Question Your Analytics

Now, more than ever, small business owners need to understand how to make sense of their web analytics before taking actions based on the data. Increasingly, bots and spammers are adding noise that needs to be filtered out before jumping to conclusions.

Lately, I have gotten a lot of questions from clients along these lines:

  • Why are there so many hits from Russia? Am I being attacked?
  • Why am I getting big traffic spikes on days I didn’t publish a new blog post?
  • Is ɢoogle.com real?

It is really important to configure filters on your analytics account which can identify known bots and spam sources. Only then can you compare the overall totals to a pool of much more likely “real” traffic. Without that, you are going to make conclusions based on flawed data.

Warning Signs

Many small businesses have a website mainly to serve as a place for people to find information about their company. They don’t do business through their website directly, or offer any website-exclusive content beyond the occasional blog post. Their website therefore gets relatively little traffic, which makes false hits even more problematic, since it represents a huge percentage of the total.

There are a lot of ways to identify likely spam in your analytics data. For many of my clients, it is not uncommon for more than 40% of incoming traffic in a given month to be traceable to fake sources. The screenshot above shows real data for a small business client of mine.

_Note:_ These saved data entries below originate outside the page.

PR #154, opened 2020-12-19
chore: optimize driver download script for the bad network situation.

codeboyzhou:
Hi, I think maybe there is a minor issue that can be optimized.

When I try downloading the drivers by executing `scripts/download_driver_for_all_platforms.sh`, everything is ok here, but sometimes the download action could be aborted because of a bad network (for example `Connection timed out`). In this case, a driver may only download half of it, that is to say, the `zip` file is incomplete.

Then try it again, the download script will echo `Skipping driver download for...already exists` due to finding the driver zip file (incomplete), but in fact the download action is unsuccessful, and the half zip file can't be `unzip`. So we can't consider that the driver has been downloaded completely at this time, and one more download action also should not be skipped.

Although we can delete the incomplete zip file manually first and download again in this case, but I think we can consider whether those files we really want already exists (such as `playwright-cli`), if YES, that means it really downloaded successfully and completely. So we can really skip it at this time.

### DIFF
--- a/driver-bundle/pom.xml
+++ b/driver-bundle/pom.xml
@@ -6,7 +6,7 @@
   <parent>
     <groupId>com.microsoft.playwright</groupId>
     <artifactId>parent-pom</artifactId>
-    <version>0.170.3</version>
+    <version>0.170.4-SNAPSHOT</version>
   </parent>
 
   <artifactId>driver-bundle</artifactId>
--- a/driver/pom.xml
+++ b/driver/pom.xml
@@ -6,7 +6,7 @@
   <parent>
     <groupId>com.microsoft.playwright</groupId>
     <artifactId>parent-pom</artifactId>
-    <version>0.170.3</version>
+    <version>0.170.4-SNAPSHOT</version>
   </parent>
 
   <artifactId>driver</artifactId>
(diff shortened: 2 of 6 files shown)


yury-s:
This doesn't seem to work yet:
image

Also if the download failed half-way it should be ok to just restart download with `-f` flag that will delete everything before downloading again. In general Playwright doesn't attempt to support network with poor connection where you cannot reliably download several hundred megabytes  that would require more effort when downloading browsers too. With that in mind and given that it is just a build script which is used locally and on CI I'd rather keep it simple and require starting over if anything went wrong.

codeboyzhou:
@yury-s Hi, thanks for your reply.

Here I have to say, sorry for that this pull request is closed unexpectedly because of my wrong operation.

Here I want to say, maybe I should check the CI result after pushing my code, and also I was only considering the platform `linux` and `macOS` in my code, what a shame on me!

I think about this question again, maybe your opinion is better, we should keep the script simple, especially it is only used locally. The code also seems a little difficult to understand if like what I pushed.

But there is one more thing to say, maybe we can put the `-f` flag and about its usage into the docs `CONTRIBUTING.md` to let other contributors know that we can use the `-f` flag if anything went wrong (actually I really forgot the `-f` flag before you told me, although I read the script code two days ago). what do you think of this advice? Of course, I'd like to help improve the docs if you don't mind.

yury-s:
The contributors instructions assume that the person is doing it first time, I'd rather keep it that way. We should probably add section for rolling new version of cli, another thing that might be useful is having help section in the script similar to https://github.com/microsoft/playwright/blob/master/browser_patches/export.sh#L18

PR #182, opened 2021-01-02
chore: bump maven dependency version to 0.172.3

codeboyzhou:
Bump maven dependency version to 0.172.3 in `README.md` and module `example/pom.xml`.


yury-s:
That version was published by mistake. Unfortunately there is no easy way to delete it from Maven Central.

codeboyzhou:
oh, I see.

PR #198, opened 2021-01-08
test: add new test 'Element Handle Select Text', Fixed webkit windows…

ephung01:
1. add new test - Test Element Handle Select Text scenarios
2. Fixed webkit windows platform check SSL Error message with regular expression in TestPageWaitForNavigation.shouldWorkWithClickingOnLinksWhichDoNotCommitNavigation()

### DIFF
--- a/playwright/src/test/java/com/microsoft/playwright/TestElementHandleSelectText.java
+++ b/playwright/src/test/java/com/microsoft/playwright/TestElementHandleSelectText.java
@@ -1,0 +1,65 @@
+package com.microsoft.playwright;
+
+import org.junit.jupiter.api.Test;
+
+import java.util.concurrent.CompletableFuture;
+import java.util.concurrent.atomic.AtomicBoolean;
+
+import static org.junit.jupiter.api.Assertions.*;
+
+public class TestElementHandleSelectText extends TestBase {
+
+  @Test
+  void shouldSelectTextarea() {
+    page.navigate(server.PREFIX + "/input/textarea.html");
+    ElementHandle textarea = page.querySelector("textarea");
+    textarea.evaluate("textarea => textarea.value = 'some value'");
+    textarea.selectText();
+    if (isFirefox()) {
+      assertEquals(0, textarea.evaluate("el => el.selectionStart"));
+      assertEquals(10, textarea.evaluate("el => el.selectionEnd"));
+    } else {
+      assertEquals("some value", page.evaluate("() => window.getSelection().toString()"));
+    }
+  }
+
+  @Test
+  void shouldSelectInput() {
+    page.navigate(server.PREFIX + "/input/textarea.html");
+    ElementHandle input = page.querySelector("input");
+    input.evaluate("input => input.value = 'some value'");
+    input.selectText();
+    if (isFirefox()) {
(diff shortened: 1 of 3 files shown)


playwright/src/test/java/com/microsoft/playwright/TestPageWaitForNavigation.java
```diff
@@ -78,9 +77,8 @@ void shouldWorkWithClickingOnLinksWhichDoNotCommitNavigation() throws Interrupte
       fail("did not throw");
     } catch (PlaywrightException e) {
       // TODO: figure out why it is inconsistent on Linux WebKit.
-      assertTrue(e.getMessage().contains(expectedSSLError(browserType.name())) ||
-          (isWebKit() && getOS() == Utils.OS.LINUX && "Server required TLS certificate".equals(e.getMessage())),
-        "Unexpected exception: '" + e.getMessage() + "'");
+      System.out.println(e.getMessage());
```
yury-s, line 80: Revert this, you can pass it as second argument to assertTrue for debugging

playwright/src/test/java/com/microsoft/playwright/TestElementHandleSelectText.java
```diff
@@ -0,0 +1,91 @@
...
+  @Test
+  void shouldWaitForVisible() {
+    page.navigate(server.PREFIX + "/input/textarea.html");
+    ElementHandle textarea = page.querySelector("textarea");
+    textarea.evaluate("textarea => textarea.value = 'some value'");
+    textarea.evaluate("e => e.style.display = 'none'");
+
+    AtomicBoolean done = new AtomicBoolean(false);
+    // Async look for element timeout 3 seconds and return status if found or not
+    CompletableFuture<Boolean> completableFuture = CompletableFuture.supplyAsync(() -> {
```
yury-s, line 70: Playwright is not thread safe, it's designed to work on a single thread. I'll probably add a check that the APIs are called only from one thread.

These kinds of tests (should wait for ..) are essentially testing backend behavior. In typescript they are very easy to implement with promises but it's much more difficult with sync API. Given that there is a good coverage for the functionality upstream I was skipping such tests in java. Alternatively, if you really want to port such tests they can be converted to trigger the condition asynchronously from inside the page but in this case I suggest you drop this test in java (just leave an empty method similar to `shouldWaitForDisplayNoneToBeGone`)

ephung01: OK got it.  I will skip the last test case

playwright/src/test/java/com/microsoft/playwright/TestPageWaitForNavigation.java
ephung01: This test will failed on Webkit (Windows & Linux) due to different text in exception message.   Also in Mac OS webkit, I think issue probably due to multi-lines exception return so when check with contain text not found - should use regex to resolve it.

yury-s: What I meant was to revert debug printing line `System.out.println(e.getMessage());`, the reset is fine.

PR #201, opened 2021-01-10
fix(scripts): 'generate_api.sh' does not work on macOS

codeboyzhou:
Got a prompt message like this `playwright-java/driver-bundle/src/main/resources/driver/linux/node: cannot execute binary file` when I was executing `./scripts/generate_api.sh` on my `macOS Big Sur 11.1`, guess that is caused by different platform, so maybe we need to consider distinguishing the path of `playwright.sh` by platform.

### DIFF
--- a/scripts/generate_api.sh
+++ b/scripts/generate_api.sh
@@ -3,10 +3,19 @@
 set -e
 set +x
 
-trap "cd $(pwd -P)" EXIT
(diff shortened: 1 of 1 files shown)


yury-s:
Yeah, I don't think I've ever run it on any platform besides linux.

yury-s (approved):

PR #208, opened 2021-01-13
chore: automatically generate enum class for all simulatable devices

codeboyzhou:
Hi, I have an idea about when we use `playwright.devices().get("xxx")` method like this
`DeviceDescriptor pixel2 = playwright.devices().get("Pixel 2");`

As for some users of `playwright-java`, it's possible that they don't know how many and which devices that `playwright` can simulate (including me), in addition that the parameter of method `playwright.devices().get(String deviceName)` is `String`, there is no definite way to know about what value this parameter should be given.

So we can automatically generate the `enum` class (the class `Device`) according to `playwright.devices().keySet()` returned, still using `generate_api.sh`, combined with the class `DeviceEnumGenerator` (I add it in this commit), it's a little bit like class `ApiGenerator`.

If so, we can use `playwright.devices().get("xxx")` method like this
`DeviceDescriptor pixel2 = playwright.devices().get(Device.PIXEL_2.deviceName());`

Even if we don't know how many and which devices can be simulated, we can still use this method easily.


tools/api-generator/pom.xml
```diff
@@ -32,6 +32,11 @@
     </plugins>
   </build>
   <dependencies>
+    <dependency>
+      <groupId>com.microsoft.playwright</groupId>
```
yury-s, line 36: This introduces circular dependency as api-generator generates code for playwright but at the same time requires playwright. We should avoid that.

yury-s (commented):
In other languages (at least typescript, js, python, C#) we don't have named constant for the device names and just use string literal. It has never caused any issues so for the sake of simplicity and uniformity I'd keep it the same in java. If we'd like to see typed enum for the list of devices we should change it upstream too so that it's consistent across language bindings.

tools/api-generator/pom.xml
codeboyzhou: OK, I get it. Also that I didn't notice the circular dependency was introduced.
But is there any better way to know about which devices `playwright` can simulate? (except for debug the code)
:) Any reference docs in the upstream there?

yury-s: > But is there any better way to know about which devices `playwright` can simulate? (except for debug the code)
> :) Any reference docs in the upstream there?

https://playwright.dev/docs/api/class-playwright?_highlight=device#playwrightdevices is the upstream documentation. It simply points to the source file with the definitions of the devices. One could always print the list of keys in the map.

codeboyzhou: Thank you, It's clear and simple, now I'm closing this pull request.

PR #211, opened 2021-01-15
test: add new test 'Element Handle Type' and 'Element Handle Press'

ephung01:
add new test 'Element Handle Type' and 'Element Handle Press'


yury-s (approved):
I've updated string alignment in the code, otherwise looks great!

PR #541, opened 2017-02-09
Add "projectestac": Catalonia educational projects

frncesc:


frncesc:
Travis CI fails because there is an error with `bikesafety` (currently in "_Code For America_"), but this has no relation with this PR.

I'm just adding [`projectestac`](https://github.com/projectestac/), an open source organization managed by the ICT in Education Unit of the Department of Education of Catalonia.

PR #543, opened 2017-02-10
Update the fetch-cfa script and resync

nschonni:
Looks like the endpoint was moved, so I updated the url.
After running the script there were a handeful of orgs that we're in there api, so they were moved under Civic Hackers.
The only real deletion with this was the `bikesaftey` org, which appears to be removed.


nschonni:
@jbjonesjr this fixes the build again too

PR #545, opened 2017-02-24
Minor update to the contributing section for Orgs

nschonni:
Highlight that it is for GitHub organizations, and that there are different files now


jbjonesjr:
:+1:

PR #550, opened 2017-03-20
Move cities to their right country

josepjaume:
These Governments should be inside *Catalonia*, not Spain.


jbjonesjr:
thanks @josepjaume

PR #552, opened 2017-03-21
Added LabGCBA

Widcket:
https://github.com/LabGCBA

### DIFF
--- a/_data/governments.yml
+++ b/_data/governments.yml
@@ -4,6 +4,7 @@ Argentina:
   - argob
   - cifasis
   - gcba
+  - LabGCBA
   - inti-cmnb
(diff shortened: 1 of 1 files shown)


jbjonesjr:
Hey @Widcket . @labgcba is a user, not an org, so they won't work. If they want to convert their account to an org, then they can be included. Details can be found here: https://help.github.com/articles/converting-a-user-into-an-organization/

nschonni:
@Widcket it looks like the organizations that the @LabGCBA is apart of might be a good fit https://github.com/gcba-odin and https://github.com/gcba-iris. I might be a better fit under the `civic_hackers.yml` though

PR #556, opened 2017-04-04
Add Sant Cugat and Sabadell's city councils

josepjaume:


jbjonesjr:
TIL: So much Catalonia GitHub stuff.

PR #557, opened 2017-04-20
Update governments.yml

conrad-mac:
Add organsiation account for New Zealand's Social Investment Unit.


jbjonesjr:
cc/ @affrae for awareness

PR #560, opened 2017-04-25
Fixing gov_cloud redirect

jbjonesjr:
redirect_to takes a string, not an array. that also makes total sense.

### DIFF
--- a/docs/gov-cloud.md
+++ b/docs/gov-cloud.md
@@ -1,5 +1,4 @@
 ---
 title: GitHub Enterprise on AWS GovCloud
-redirect_to:
-  - https://enterprise.github.com/aws/gov-cloud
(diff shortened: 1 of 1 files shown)


akinaito:
@jbjonesjr Can you pls let @Kzweng @m0rgane know when you merge (or I guess now they'll get notification 😆 )  Just want to make sure it is a thing before confirming for AWS ad

jbjonesjr:
@akinaito definitely. I hope this is all I need now. we'll see after the next pages build... :crossed_fingers:

jbjonesjr:
WHYYYY.... 

please help @parkr , you're my only hope

nschonni:
looks like it is supposed to be an array https://github.com/jekyll/jekyll-redirect-from#redirect-to

PR #562, opened 2017-04-26
Move custom redirect.html to a new filename to fix compatibility with jekyll-redirect-from

parkr:
https://github.com/jekyll/jekyll-redirect-from/pull/131 added a layout to our redirect page so folks could customize them.

This created an incompatibility with anyone using both `jekyll-redirect-from` and a custom, unrelated layout called `redirect.html`.

This PR should patch up this site.

/cc @jbjonesjr @benbalter


jbjonesjr:
Thanks @parkr . I did not know about the custom redirect model, totally explains how we were using this and overriding the core logic. Thanks for the experience to ferret this out.

Anyone ( @benbalter, @parkr have any issues if I :ship:)

parkr:
:shipit:

benbalter (approved):
:+1: Alternatively, we could kill the custom redirect and just use `jekyll-redirect-from` now that it exists :smile:.

parkr:
> we could kill the custom redirect and just use jekyll-redirect-from now that it exists 😄.

Yeah, though it'd make the process of updating the case study links a little more manual. :shrug:

PR #564, opened 2017-04-27
Update civic_hackers.yml

GovInTrenches:
Adding Chi Hack Night


jbjonesjr:
@GovInTrenches very cool list of projects there!

PR #133, opened 2024-10-18
Add transfer sol example for poseidon

DogukanGun:
- Add Transfer Sol example for [poseidon](https://github.com/DogukanGun/program-examples/tree/main/tokens/transfer-tokens/poseidon)
- Add test case for example


DogukanGun:
> 5\. cargo clippy

Hi @heyAyushh , thank you for the review. Branch is updated according to your comment.

PR #160, opened 2024-10-20
Add basics/account-data/steel

robertohuertasm:
Adds an account data example using the [Steel framework](https://github.com/regolith-labs/steel) containing both [Bankrun](https://kevinheavey.github.io/solana-bankrun/) tests and Rust tests.

Update to steel 2.1


ZYJLiu:
thank you for the contribution, please add the example to the steel repo instead where the steel team is better positioned to maintain the example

Since January 1st of this year through today, just over 30% of their total traffic can be filtered out based on a few factors:

  • Filter Out Known Bots: There are groups who catalog known bots of many varieties. By teaching your analytics tools to ignore traffic from those sources, you can eliminate another whole category of bad traffic very quickly. These lists are updated regularly, which means that your analytics filter needs to be kept up-to-date.
  • Limit Hostname to your Domain(s): This is a confusing one, but sometimes traffic in your analytics never actually hit your site. There are exploits of Google Analytics which register incoming traffic that never actually visited the site. By filtering out traffic to anything but valid Hostnames for your company, you immediately remove a chunk of the problematic data.
  • Language Source: For most small businesses located in the U.S. the only language source you care about is “en-us” for United States English. Below is an example of data from the same client, over the same period of time, broken down by language.
Analytics by Language
“All Users” is the total data while “All Sessions (No Spam)” is the filtered data which removes known bots and only allows valid Hostnames.
  1. en-us: For this client, only 68.54% of the total traffic was “en-us” compared to 97.49% of the filtered traffic.
  2. (not set): Language “not set” is a typical attribute for bots, and made up 21.51% of all traffic to the site, with 0.00% making it through the spam filter.
  3. Secret.ɢoogle.com You are invited! Enter only with this ticket URL. Copy it. Vote for Trump!: Obviously this is not a real language. These began showing up frequently in October as the election coverage reached peak interest. It is spam which traces back to Russia and former-Soviet countries. The target of these spam links are the analysts reading the analytics report. The attackers are hoping you will be curious enough to follow the link. This is an example of malicious intent which is actually harmless to your site if left alone.
  4. pt-br (Portuguese – Brazil): Again, if traffic is coming from a large country where you don’t do business (such as Brazil), the odds are it is fake. The two hits that made it through the spam filter are likely also fake and should be filtered out in the future as I improve my detection methods and update from the lists of known bots.

Use the Right Data

You should be using analytics to determine where to focus your website and social media efforts. Knowing the ratio of desktop to mobile users or Android vs. iOS traffic can determine how you update your website, which social media strategies will lead to the most growth, or which platform you roll out an app for first. Bad data can skew your conclusions and lead you to make the wrong decisions.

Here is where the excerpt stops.